Modern versions of "strip" et. al. allow you to save the debugging information
to a separate .so that just contains debugging information. gdb (et. al.) can
then use the debugging-info only .so to decorate an existing backtrace.
This is actually how a lot of distributions produce separate -dbg or -DEBUG
However, this debugging-info only files only match with the *same exact build*
of the real .so. Taking a random backtrace, determining which build it came
from and finding the appropriate -dbg packages is a bit difficult.
Also, things like prelink, that modify existing .so files result in the
debugging-info only .so not matching. This might also happen this some types
of hardening that reduces the impact of heap/stack overflow/underflow attacks.
Compounding this problem is the large number of programs that are being
written with parts in "scripting" languages, or otherwise non-C/C++ languages
where the path from a symbol in a ELF file to the problematic code is not as
In short, it can be done in some cases and there are programmers working on
making backtraces from Joe Sixpack or Jane Boxwine more useful. It does seem
to be like there may need to be more people working on this, but it is not
very "sexy" work. Most programmers would rather spend their time improving
the user experience when things are working; IME, that is where the user
spends most of their time.
>2) I find that the logs contain lots of facts but not a whole lot of useful
>information (if any) when something goes wrong. I've had KDE go
>black-screen on me, for example, and force a hard reboot but there's no
>mention whatsoever (that I can find) in xorg.log, kdm.log, messages, syslog
>or dmesg. Windows seems to be fairly good at making its last breath a stop
>error before it dies which means when I get back into the system (or when
>I'm looking at a client's computer days after) I can find that stop error,
>look it up and figure out what went wrong. Are Linux's logs designed for
>troubleshooting or only for monitoring? Are proper troubleshooting logs
>kept somewhere else or in a special file? Is there a guide on how to read
>Linux's logs so I can make sense out of them like I can Windows' logs?

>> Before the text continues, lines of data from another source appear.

PR #123, opened 2019-01-11
Codereview#2 of 1 (Garrido) from 8 (Rossi)

Nintenking:
Hi Leonardo,
here is the code for the review. The methods I'd ask you to look at are:
-"BrightnessValue isBright(Mat imageMat)", 
- "Bitmap editBright(Bitmap image)";
- "boolean isBlurred(Bitmap image)";
All 3 of them are inside the class PreProcessing.java 

I've also left in this pull request the whole ImageProcessing Module, perhaps you can more easily understand the methods this way.
Thank you for your time


imageprocessing/src/main/java/com/example/imageprocessing/PreProcessing.java
```diff
@@ -0,0 +1,394 @@
...
+    /**
+     * Detect if the image is bright
+     * @param imageMat the image we want to detect the brightness
+     * @return IMAGE_IS_OK if image is neither too bright nor too dark,
+     *         IMAGE_IS_BRIGHT if image is too bright,
+     *         IMAGE_IS_DARK if image is too dark.
+     * @author Thomas Porro(g1), Giovanni Fasan(g1), Leonardo Pratesi(g1)
+     */
+    private BrightnessValue isBright(Mat imageMat){
+        //Converts the image into a matrix
```
leopardo-rossi-developer: This comment isn't coherent with the line below; indeed you're not converting the image into a matrix but you're creating a new brightness one.

imageprocessing/src/main/java/com/example/imageprocessing/PreProcessing.java
```diff
@@ -0,0 +1,394 @@
...
+        Mat brightnessMat = new Mat();
+
+        //Changes the format of the matrix into a RGB one
+        Imgproc.cvtColor(imageMat, brightnessMat, Imgproc.COLOR_RGBA2RGB);
+
+        //Obtain 3 different matrix with the 3 elemental colors
+        List<Mat> color = new ArrayList<>();
```
leopardo-rossi-developer: If you named this variable "colors" it would have been more coherent with its role

imageprocessing/src/main/java/com/example/imageprocessing/PreProcessing.java
```diff
@@ -0,0 +1,394 @@
...
+
+        /*Each color is multiplied with his luminance.
+          The colors are in order RGB, so to access the che color I use the number 0, 1, 2 in order
+          For more informations see https://en.wikipedia.org/wiki/Relative_luminance*/
+        Mat redLuminance = new Mat();
+        Core.multiply(color.get(0), new Scalar(0.2126), redLuminance);
+        Mat greenLuminance= new Mat();
+        Core.multiply(color.get(1), new Scalar(0.7152), greenLuminance);
+        Mat blueLuminance = new Mat();
+        Core.multiply(color.get(2), new Scalar(0.0722), blueLuminance);
```
leopardo-rossi-developer: All the values you put to initialize a Scalar object can be put into a constant so that you avoid hardcoding

imageprocessing/src/main/java/com/example/imageprocessing/PreProcessing.java
```diff
@@ -0,0 +1,394 @@
...
+        Mat tempLuminance = new Mat();
+        Mat totalLuminance = new Mat();
+        Core.add(redLuminance , greenLuminance , tempLuminance); //Red + Green = Temp
+        Core.add(tempLuminance , blueLuminance , totalLuminance); //Temp + Blue = Luminance
+
+        //Calculate the sum of the values of all pixels
+        Scalar sum = Core.sumElems(totalLuminance);
+
+        //Determines the image's bit
+        int bit;
```
leopardo-rossi-developer: What is the purpose of this variable? From the code below I can understand that you use it to calculate image's brightness, but what is its function? If I were you, I've put a more explicative comment to describe it.

imageprocessing/src/main/java/com/example/imageprocessing/PreProcessing.java
```diff
@@ -0,0 +1,394 @@
...
+          The values were decided on the basis of various tests*/
+        double upperBound = 0.9;
+        double lowerBound = 0.4;
+
+        if (brightness > upperBound){             //Image is too bright
+            return BrightnessValue.IMAGE_TOO_BRIGHT;
+        } else if (brightness < lowerBound){        //Image is too dark
+            return BrightnessValue.IMAGE_TOO_DARK;
+        } else {      //Image is neither too bright nor too dark
+            return BrightnessValue.IMAGE_IS_OK;
```
leopardo-rossi-developer, line 219: This value is returned twice: once in switch's default case and here. Why don't you return it only once so that the code is less ambiguous?

imageprocessing/src/main/java/com/example/imageprocessing/PreProcessing.java
```diff
@@ -0,0 +1,394 @@
...
+        //Calculate the percentage of the brightness
+        double brightness = sum.val[0]/((Math.pow(2,bit)-1)*brightnessMat.rows()
+                *brightnessMat.cols())*2;
+
+        Log.d(TAG, "Brightness:"+brightness);
+
+        /*Bounds to define if the image is dark or bright.
+          The values were decided on the basis of various tests*/
+        double upperBound = 0.9;
+        double lowerBound = 0.4;
```
leopardo-rossi-developer: I suggest you to transform these two variables into constants so that their value can't be accidentally modified during code execution.

imageprocessing/src/main/java/com/example/imageprocessing/PreProcessing.java
```diff
@@ -0,0 +1,394 @@
...
+     * @return the image with the modified brightness
+     * @author Thomas Porro(g1), Giovanni Fasan(g1), Oscar Garrido(g1)
+     */
+    private Bitmap editBright(Bitmap image){
+        /*This variable is used to put a limit to the change of the image's brightness.
+          The value 240 is derived from the fact that in the for loop we try to modify
+          the value of all the pixels of a step, and being the maximum value = 255 (pixel's
+          color maximum value, we put the limit on 240*/
+        final int maxBrightness = 240;
+        final int step = 15;
```
leopardo-rossi-developer: Remember that constants are always declared uppercased

imageprocessing/src/main/java/com/example/imageprocessing/PreProcessing.java
```diff
@@ -0,0 +1,394 @@
...
+
+        //Converts the image into a matrix
+        Mat bright;
```
leopardo-rossi-developer: This name isn't coherent with the variable's purpose, indeed who reads the code thinks that the matrix you're defining will contain brightness information but it is a conversion of the image passed as parameter instead. For example a possible name could be "imageMatrix"

imageprocessing/src/main/java/com/example/imageprocessing/PreProcessing.java
```diff
@@ -0,0 +1,394 @@
...
+
+        //Call the internal method isBright to detect if the image is bright or dark
+        //and change the brightness according to the number obtained
+        Mat modifiedMat = new Mat();
+        switch (isBright(bright)) {
+            case IMAGE_TOO_BRIGHT:
+                Log.d(TAG, "Case==IMAGE_TOO_BRIGHT");
+                //Darkens the colour's brightness until it's in an optimal value
+                for(double changeBrightness = 0; changeBrightness != maxBrightness;
+                    changeBrightness -= step){
```
leopardo-rossi-developer: Be careful because the for condition will never be satisfied: maxBrightness is grater than zero, changeBrightness starts form zero and at each for iteration it decreases by fifteen so it will be negative and negative and so it won't never be equal to maxBrightness. This isn't a problem if you assume you are always able to correct an image's brightness, but if unfortunately you can't the app will stop in this loop because no return statement is executed

imageprocessing/src/main/java/com/example/imageprocessing/PreProcessing.java
```diff
@@ -0,0 +1,394 @@
...
+                   /*This variable is used to select the type of matrix we want to abtain in the
+                      the convertTo method. If it's negative the type doesn't change*/
+                    int matrixType = -1;
+
+                    /*This variable is used to change the contrast of the matrix, but we want
+                      only modify the brightness so we put the value 1 because the method use
+                      this formula from the documentation:
+                      m(x,y) = saturate _ cast<rType>(alpha(*this)(x,y) + beta)
+                      We called beta as changeBrightness*/
+                    int alpha = 1;
```
leopardo-rossi-developer: If I were you, I've declared this variable and matrixType as constants. This choice makes your code stronger.

imageprocessing/src/main/java/com/example/imageprocessing/PreProcessing.java
```diff
@@ -0,0 +1,394 @@
...
+                Log.d(TAG, "Case==IMAGE_TOO_DARK");
+                //The variables are explained in the case above
+                //Lightens the colour's brightness until it's in an optimal value
+                for(double changeBrightness = 0; changeBrightness != maxBrightness;
+                    changeBrightness += step){
+
+                    //Converts an array to another data type with optional scaling. The variables's
+                    // values are explained in case 1
+                    int matrixType = -1;
+                    int alpha = 1;
```
leopardo-rossi-developer: Same consideration as before for these two variables

imageprocessing/src/main/java/com/example/imageprocessing/PreProcessing.java
```diff
@@ -0,0 +1,394 @@
...
+                    }
+                }
+                break;
+
+            case IMAGE_IS_OK: //Image is neither too bright nor too dark
+                Log.d(TAG, "Case==IMAGE_IS_OK");
+                return image;
+        }
+        return image;
+    }
```
leopardo-rossi-developer, line 276: In general I have two considerations about this method:
1- If switch's cases are consistent of code, I suggest you to use if-else blocks so that in this way code can be a little bit more readable and understandable.
2- In each switch case, if an error occurs while converting the image's matrix into bitmap the original image is returned. Are you really sure this is the better solution? How can you detect that an error has happened outside this class? I suggest you tu return a specific value in case of error during the conversion.

imageprocessing/src/main/java/com/example/imageprocessing/PreProcessing.java
```diff
@@ -0,0 +1,394 @@
...
+    public boolean isBlurred(Bitmap image) {
+
+        //Total number of color
+        int maxLap = -16777216;
+
+        //Threshold above which the color is out of focus
+        final int threshold = -6118750;
+
+        //Converts the image into a matrix
+        Mat imageMat;
```
leopardo-rossi-developer, line 293: Good, this time you chose the right name for this variable!

imageprocessing/src/main/java/com/example/imageprocessing/PreProcessing.java
```diff
@@ -0,0 +1,394 @@
...
+        try {
+            imageMat = IPUtils.conversionBitmapToMat(image);
+        } catch (ConversionFailedException error){
+            Log.e(TAG, error.getErrorMessage());
+            return false;
```
leopardo-rossi-developer: This return like the other one at line 357 it's not correct. Indeed if an error occurred while converting something into a matrix or a bitmap the method's result is false and this means "the given image isn't blurred" when this could not be true. If I where you, I've returned a different value or do something different to distinguish if something went wrong or if the image is really not blurred.

imageprocessing/src/main/java/com/example/imageprocessing/PreProcessing.java
```diff
@@ -0,0 +1,394 @@
...
+            case CV_16U: bit = 16; break;
+            case CV_16S: bit = 16; break;
+            case CV_32S: bit = 32; break;
+            case CV_32F: bit = 32; break;
+            case CV_64F: bit = 64; break;
+            default: return BrightnessValue.IMAGE_IS_OK;
+        }
+        //Calculate the percentage of the brightness
+        double brightness = sum.val[0]/((Math.pow(2,bit)-1)*brightnessMat.rows()
+                *brightnessMat.cols())*2;
```
leopardo-rossi-developer: This formula is a little be "magic". I've preferred if there was a more explicative comment that helps who reads the code to understand what is going on

imageprocessing/src/main/java/com/example/imageprocessing/PreProcessing.java
```diff
@@ -0,0 +1,394 @@
...
+                  .withHeight(laplacianImage.getHeight())
+                  );
+                  
+        //Searches the pixel that has the highest colour range in the RGB format
+        for(int pixel : pixels){
+            if(pixel > maxLap){
+                maxLap = pixel;
+            }
+        }
+
```
leopardo-rossi-developer, line 335: If I'm not wrong you determine if an image is or isn't blurred looking to a single pixel value. Is this correct? Don't you have to look to a larger group of pixels to make this decision?

imageprocessing/src/main/java/com/example/imageprocessing/PreProcessing.java
Nintenking: You're right, this doesn't make sense. I'll just remove it, must have slipped me from some previous writing

imageprocessing/src/main/java/com/example/imageprocessing/PreProcessing.java
Nintenking: You're right, I thought explaining it in the comment was enough but I'll add some constants

imageprocessing/src/main/java/com/example/imageprocessing/PreProcessing.java
Nintenking: I'll try to write a more explicative comment!

imageprocessing/src/main/java/com/example/imageprocessing/PreProcessing.java
Nintenking: I'll try to consider more the use of constants in the future!

imageprocessing/src/main/java/com/example/imageprocessing/PreProcessing.java
Nintenking: We read in various articles that a way to estimate the sharpness of an image is to apply a Laplace filter and then pick the maximum value. I'll add this information as a comment in the code

imageprocessing/src/main/java/com/example/imageprocessing/PreProcessing.java
Nintenking: We understood that we'll always have 8 bit images so we are removing the switch

imageprocessing/src/main/java/com/example/imageprocessing/PreProcessing.java
Nintenking: You are right, in the end we are changing all the structure of the switch

imageprocessing/src/main/java/com/example/imageprocessing/PreProcessing.java
Nintenking: Ok, then instead of boolean I'll do an enum to differentiate the situations.

Nintenking:
Should be ok now, if you think it is correct could you close the pull request so we can merge the module in the Demo?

In the case of a kernel crash, the last breath of the system is unfortunately
not writing to dmesg/syslog and sync()ing disks. Depending on the nature of
the crash, there are some good reasons not to do this, though. (E.g. is the
case of a PANIC(), the kernel developer is basically indicating that the
kernel image has been compromised -- doing FS operations with a compromised
kernel might cause [more] data loss.)
I think that logs in general are... dropping in quality. They seem to be less
focused around failed "sanity" checks, mis-configuration warnings, and I-was-
here before I called exit() message. They seem to more filled with I-didn't-
comment-this-out-before-our-release build debugging messages for random
developers. This is not true of kernel logs for the most part; I find them
informative, but it is rarely my kernel that causes me problems.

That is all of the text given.